Applying graph convolutional networks (GCN) to the classification of free-form natural language texts leveraged by graph-of-words features (TextGCN) was studied and confirmed to be an effective means of describing complex natural language texts. However, the text classification models based on the TextGCN possess weaknesses in terms of memory consumption and model dissemination and distribution. In this paper, we present a fast message passing network (FastMPN), implementing a GCN with message passing architecture that provides versatility and flexibility by allowing trainable node embedding and edge weights, helping the GCN model find the better solution. We applied the FastMPN model to the task of clinical information extraction from cancer pathology reports, extracting the following six properties: main site, subsite, laterality, histology, behavior, and grade.
We evaluated the clinical task performance of the FastMPN models in terms of micro- and macro-averaged F1 scores. A comparison was performed with the multi-task convolutional neural network (MT-CNN) model. Results show that the FastMPN model is equivalent to or better than the MT-CNN.
Our implementation revealed that our FastMPN model, which is based on the PyTorch platform, can train a large corpus (667,290 training samples) with 202,373 unique words in less than 3 minutes per epoch using one NVIDIA V100 hardware accelerator. Our experiments demonstrated that using this implementation, the clinical task performance scores of information extraction related to tumors from cancer pathology reports were highly competitive.
应用图卷积网络(GCN)对词图特征(TextGCN)支持的自由形式自然语言文本进行分类已被研究并证实是描述复杂自然语言文本的有效手段。然而,基于 TextGCN 的文本分类模型在内存消耗和模型传播和分布方面存在弱点。在本文中,我们提出了一个快速消息传递网络(FastMPN),它实现了具有消息传递架构的 GCN,通过允许可训练的节点嵌入和边权重,提供了多功能性和灵活性,帮助 GCN 模型找到更好的解决方案。我们将 FastMPN 模型应用于从癌症病理报告中提取临床信息的任务,提取了以下六个属性:主要部位、亚部位、侧别、组织学、行为和分级。
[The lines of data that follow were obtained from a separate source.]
PR #3941, opened 2024-07-04
add function check_guest_machine_type and check_audit_log

nanli1:
need to add function

For https://github.com/autotest/tp-libvirt/pull/5657

### DIFF
--- a/virttest/utils_libvirt/libvirt_vmxml.py
+++ b/virttest/utils_libvirt/libvirt_vmxml.py
@@ -57,6 +57,30 @@ def check_guest_xml(vm_name, pat_in_dumpxml, option="", status_error=False):
         raise exceptions.TestFail(msg)
 
 
+def check_guest_machine_type(vmxml, expected_version="9.4.0"):
+    """
+    Check guest machine type version
+
+    :param vmxml: the guest xml.
+    :param expected_version: expected guest machine version, eg
+    if <type arch='x86_64' machine='pc-q35-rhel8.2.0'>hvm</type> exists,
+    which means expected_version is 8.2.0
+    :return: True or False, the flag of checking successfully or not.
+    """
+    actual_version = re.sub(r"[a-zA-Z]", "", vmxml.os.machine.split("-")[-1])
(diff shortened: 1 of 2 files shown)


virttest/utils_libvirt/libvirt_vmxml.py
```diff
@@ -57,6 +57,26 @@ def check_guest_xml(vm_name, pat_in_dumpxml, option="", status_error=False):
...
+    """
+    Check guest machine type version
+
+    :param vmxml: the guest xml.
+    :param expected_version: expected guest machine version, eg
+    if <type arch='x86_64' machine='pc-q35-rhel8.2.0'>hvm</type> exists,
+    which means expected_version is 8.2.0
+    :return: True or False, the flag of checking successfully or not.
+    """
+    actual_version = int("".join(re.findall(r"\d+", vmxml.os.machine.split("-")[-1])))
```
dzhengfy, line 70: When expected_version="9.10.0" and actual_version= "10.0.0". The function will break.

So perhaps we have to compare the values one by one.

virttest/utils_libvirt/libvirt_vmxml.py
```diff
@@ -57,6 +57,26 @@ def check_guest_xml(vm_name, pat_in_dumpxml, option="", status_error=False):
...
+    expected_version = int(expected_version.replace(".", ""))
+
+    if actual_version < expected_version:
+        LOG.debug("Guest config machine should be >= rhel{}".format(expected_version))
+        return True
```
dzhengfy, line 75: I think we should return False in this condition.

virttest/utils_libvirt/libvirt_vmxml.py
nanli1: Thanks your reminder, Updated

virttest/utils_libvirt/libvirt_vmxml.py
nanli1: Thanks , Updated

dzhengfy (approved):
LGTM

PR #3942, opened 2024-07-05
libvirt_vm.py: Fix Invalid Escape Sequence Warnings

Slancaster1:
### The Issue
According to the python 3.12 release notes, a SyntaxWarning will now be raised on invalid escape sequences

https://docs.python.org/dev/whatsnew/3.12.html#other-language-changes

This will be upgraded to a "SyntaxError" in the future

This results in some regex strings, declared without the 'r' prefix generating warnings

### Note
I have only altered the regexs relevant to a few tests. There are many more regexs in the code that need this done.

### The Fix
Start marking regexs with the 'r' prefix


Slancaster1:
Is it a good idea to attempt to do this for all regexs in the code base?

dzhengfy (approved):
LGTM

PR #3943, opened 2024-07-08
env_process: Refactor running-as-root check into a Setuper 

bgartzi:
Moving the logic that checked that the process was run as root into a `Setuper`. Functional changes aren't intended with this patch.

ID: 2430

### DIFF
--- a/virttest/env_process.py
+++ b/virttest/env_process.py
@@ -54,7 +54,10 @@ from virttest.test_setup.networking import (
     NetworkProxies,
 )
 from virttest.test_setup.os_posix import UlimitConfig
-from virttest.test_setup.requirement_checks import CheckInstalledCMDs
+from virttest.test_setup.requirement_checks import (
+    CheckInstalledCMDs,
+    CheckRunningAsRoot,
+)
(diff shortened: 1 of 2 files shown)


bgartzi:
Hi @YongxueHong, yet another `env_process`-`preprocess` refactoring patch.
Could you review it please?
Thanks a lot!

virttest/env_process.py
```diff
@@ -1087,13 +1090,9 @@ def preprocess(test, params, env):
                     pvr,
                     remote_pvr,
                 )
-    # First, let's verify if this test does require root or not. If it
-    # does and the test suite is running as a regular user, we shall just
-    # throw a TestSkipError exception, which will skip the test.
```
YongxueHong, line 1092: Just one comment, I suggest adding the above comments to the `class CheckRunningAsRoot(Setuper):` to keep the history.

bgartzi: I removed it as I considered the called function name `verify_running_as_root` clear enough. Anyway, let me push that right now.

YongxueHong: Yeah, you're right, I stand on your side.

PR #3956, opened 2024-07-23
utils_net:Remove unnecessary -c=never of ip command

chloerh:
The option -c=never is unnecessary if the output doesn't need to be parsed. It might cause error, therefore remove it.


yanglei-rh (approved):
LGTM and test pass.

Yingshun (approved):

PR #3969, opened 2024-08-06
guest_agent.py: Add new command 'guest-network-get-route'

6-dehan:
Add a new guest agent command 'gunetwork-get-routeats' to get route info of Guest.

ID: 2588
Signed-off-by: demeng <demeng@redhat.com>

### DIFF
--- a/virttest/guest_agent.py
+++ b/virttest/guest_agent.py
@@ -1047,3 +1047,14 @@ class QemuAgent(Monitor):
         cmd = "guest-get-cpustats"
         self.check_has_command(cmd)
         return self.cmd(cmd)
+
+    def get_network_route(self):
+        """
+        Get the network route of the guest by guest agent operation
+
+        :return: a list of network route info such as 'iface' and 'gateway'
+        'metric' and 'refcnt'...
+        """
+        cmd = "guest-network-get-route"
+        self.check_has_command(cmd)
+        return self.cmd(cmd)


virttest/guest_agent.py
```diff
@@ -1047,3 +1047,14 @@ def get_cpustats(self):
...
+    def get_network_route(self):
+        """
+        Get the network route of the guest by guest agent operation
+
+        :return: a list of network route info such as 'iface' and 'gateway'
+        'metric' and 'refcnt'...
+        """
+        cmd = "guest-network-get-route"
+        self.check_has_command(cmd)
+        return self.cmd(cmd)
```
leidwang, line 1060: LGTM.
Just sharing my thoughts on this function. It seems like there are a lot of functions that only execute one command, maybe we can consider writing a function and pass the command directly to that function, then we can simplify the code. After that, we do not need to write a new function for a new command. I am okay with the current code, we can try to improve it in the future.Thanks.

```suggestion
    def get_guest_info(self, cmd):
        """
         ...
        :return: a list of guest info such as 'iface' and 'gateway'
        'metric' and 'refcnt'...
        """
        self.check_has_command(cmd)
        return self.cmd(cmd)
```

leidwang (approved):

virttest/guest_agent.py
6-dehan: every single API has its independent description and I don't think it could be simplified into one function. 
And we have to provide a hint that the API's function is to upstream user.

6-dehan:
@vivianQizhu please help to review and merge this patch. thanks

leidwang:
Hi @vivianQizhu Would you please help review this MR when you have time.Thanks!

vivianQizhu (approved):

我们从微平均和宏平均 F1 分数两方面评估了 FastMPN 模型在临床任务中的性能,并与多任务卷积神经网络(MT-CNN)模型进行了比较。结果表明,FastMPN 模型与 MT-CNN 相当或优于 MT-CNN。
我们的实现表明,我们的基于 PyTorch 平台的 FastMPN 模型可以在不到 3 分钟的时间内使用一个 NVIDIA V100 硬件加速器训练一个包含 667,290 个训练样本和 202,373 个唯一单词的大型语料库。我们的实验表明,使用这种实现,从癌症病理报告中提取与肿瘤相关的临床信息任务的性能得分具有很强的竞争力。